另一种选择是传递存档的类文件对象,尽管这假设 zip 和 shp 文件中只包含一个数据集,并且其所有朋友都位于顶级目录中。请注意,我的示例只有 2 层嵌套档案。 shapefile 具有不同的属性,因此地理数据框列表 -
gdfs
- 用于收集所有数据。在你的情况下,你可能想使用 pandas.concat()
。gdf
)
# python : 3.8.13
# geopandas : 0.10.2
# fiona : 1.8.18
import geopandas as gpd
import zipfile
import re
# shp_regex = "SWRS.*\.shp$"
shp_regex = "^ne_.*\.shp$"
# list of geodataframes
gdfs = []
with zipfile.ZipFile("nat_earth.zip", "r") as main_zfile:
main_zfile.printdir()
print("- " * 40)
# only cycle through *.zip files
for name in [fname for fname in main_zfile.namelist() if fname.endswith(".zip")]:
print(f'>> {name}:')
with main_zfile.open(name, "r") as zipped_shp:
zipped_shp_namelist = zipfile.ZipFile(zipped_shp).namelist()

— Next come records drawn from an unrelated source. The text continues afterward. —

PR #814, opened 2024-02-07
feat: get geolocation within item

### LINKED ISSUE #813: Get geolocations within item

pyphilia:
close #813

### DIFF
--- a/src/services/item/plugins/geolocation/repository.ts
+++ b/src/services/item/plugins/geolocation/repository.ts
@@ -6,6 +6,7 @@ import { ALLOWED_SEARCH_LANGS } from '../../../../utils/config';
 import { Actor } from '../../../member/entities/member';
 import { Item } from '../../entities/Item';
 import { ItemGeolocation } from './ItemGeolocation';
+import { MissingGeolocationSearchParams } from './errors';
 
 export class ItemGeolocationRepository {
   private repository: Repository<ItemGeolocation>;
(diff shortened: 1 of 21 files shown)


src/services/item/plugins/geolocation/repository.ts
```diff
@@ -59,28 +62,54 @@ export class ItemGeolocationRepository {
...
+      lat2?: ItemGeolocation['lat'];
+      lng1?: ItemGeolocation['lng'];
+      lng2?: ItemGeolocation['lng'];
       keywords?: string[];
     },
+    parentItem?: Item,
   ): Promise<ItemGeolocation[]> {
-    const [minLat, maxLat] = [lat1, lat2].sort((a, b) => a - b);
-    const [minLng, maxLng] = [lng1, lng2].sort((a, b) => a - b);
+    // should include at least parentItem or all lat/lng
```
ReidyT, line 73: It is possible to reflect this constraint in the type of the function to enforce to call it correctly ?
If it is too much code or too difficult, I think it is interesting to add a comment in the method's doc (Javadoc) to indicate this constraint.

Here could be a solution ? Maybe not !

```
type Boundaries = {
  lat1: number;
  lat2: number;
  lng1: number;
  lng2: number;
}

type ParentItem = string;

type GetItemsInParams =
  | { parentItem: ParentItem }
  | { boundaries: Boundaries }
  | { parentItem: ParentItem; boundaries: Boundaries };

const validateParams = (params: GetItemsInParams) => {
  if (!('parentItem' in params) && !('boundaries' in params)) {
    throw new Error('Either parentItem or boundaries is required');
  }
}
```

src/services/item/plugins/geolocation/service.ts
```diff
@@ -43,15 +43,22 @@ export class ItemGeolocationService {
     actor: Actor,
     repositories: Repositories,
     query: {
-      lat1: ItemGeolocation['lat'];
-      lat2: ItemGeolocation['lat'];
-      lng1: ItemGeolocation['lng'];
-      lng2: ItemGeolocation['lng'];
+      parentItemId?: Item['id'];
```
ReidyT, line 46: Maybe it could be interesting to do the same as in the repository ? Trying to enforce the mandatory of types.

spaenleh (approved):

PR #830, opened 2024-02-20
fix: send websockets after the transactions are done

### LINKED ISSUE #806: Snd the web socket events after the transaction
For now, the WS is send inside the move transaction. It should be send after to allow the query-client to invalidate the queries correctly.

ReidyT:


ReidyT:
This PR will be split into multiple PR for each action (move, copy, ...). This one will be close. The move PR can be found to #835.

print(", ".join(zipped_shp_namelist))
# check if any of the files actually matches the pattern
if any(re.search(shp_regex, level2_fname) for level2_fname in zipped_shp_namelist):
# for gpd.read_file() file position must be changed back to 0
zipped_shp.seek(0)
gdfs.append(gpd.read_file(zipped_shp))
rows, cols = gdfs[-1].shape
print(f'GeoDataFrame: {rows} rows, {cols} columns\n')
# head of first gdf
print(gdfs[0].head())
输出:
File Name Modified Size
ne_50m_admin_0_countries.zip 2021-12-08 03:47:44 792663
ne_50m_lakes.zip 2021-12-08 03:49:54 252615
ne_50m_ocean.zip 2021-09-04 08:56:52 461745
ne_50m_rivers_lake_centerlines.zip 2021-12-08 03:49:54 504454
- - - - - - - - - - - - - - - - - - - - - - - - - - - - - - - - - - - - - - - -
>> ne_50m_admin_0_countries.zip:
ne_50m_admin_0_countries.README.html, ne_50m_admin_0_countries.VERSION.txt,
ne_50m_admin_0_countries.cpg, ne_50m_admin_0_countries.dbf,
ne_50m_admin_0_countries.prj, ne_50m_admin_0_countries.shp,
ne_50m_admin_0_countries.shx
GeoDataFrame: 242 rows, 162 columns
>> ne_50m_lakes.zip:
ne_50m_lakes.README.html, ne_50m_lakes.VERSION.txt, ne_50m_lakes.cpg,
ne_50m_lakes.dbf, ne_50m_lakes.prj, ne_50m_lakes.shp, ne_50m_lakes.shx
GeoDataFrame: 412 rows, 40 columns
>> ne_50m_ocean.zip:
ne_50m_ocean.README.html, ne_50m_ocean.VERSION.txt, ne_50m_ocean.cpg,
ne_50m_ocean.dbf, ne_50m_ocean.prj, ne_50m_ocean.shp, ne_50m_ocean.shx
GeoDataFrame: 1 rows, 4 columns
>> ne_50m_rivers_lake_centerlines.zip:
ne_50m_rivers_lake_centerlines.README.html,
ne_50m_rivers_lake_centerlines.VERSION.txt,
ne_50m_rivers_lake_centerlines.cpg,
ne_50m_rivers_lake_centerlines.dbf, ne_50m_rivers_lake_centerlines.prj,
ne_50m_rivers_lake_centerlines.shp, ne_50m_rivers_lake_centerlines.shx
GeoDataFrame: 478 rows, 37 columns
featurecla scalerank LABELRANK SOVEREIGNT SOV_A3 ADM0_DIF LEVEL \
0 Admin-0 country 1 3 Zimbabwe ZWE 0 2
1 Admin-0 country 1 3 Zambia ZMB 0 2
2 Admin-0 country 1 3 Yemen YEM 0 2
3 Admin-0 country 3 2 Vietnam VNM 0 2
4 Admin-0 country 5 3 Venezuela VEN 0 2
...
geometry
0 POLYGON ((31.28789 -22.40205, 31.19727 -22.344...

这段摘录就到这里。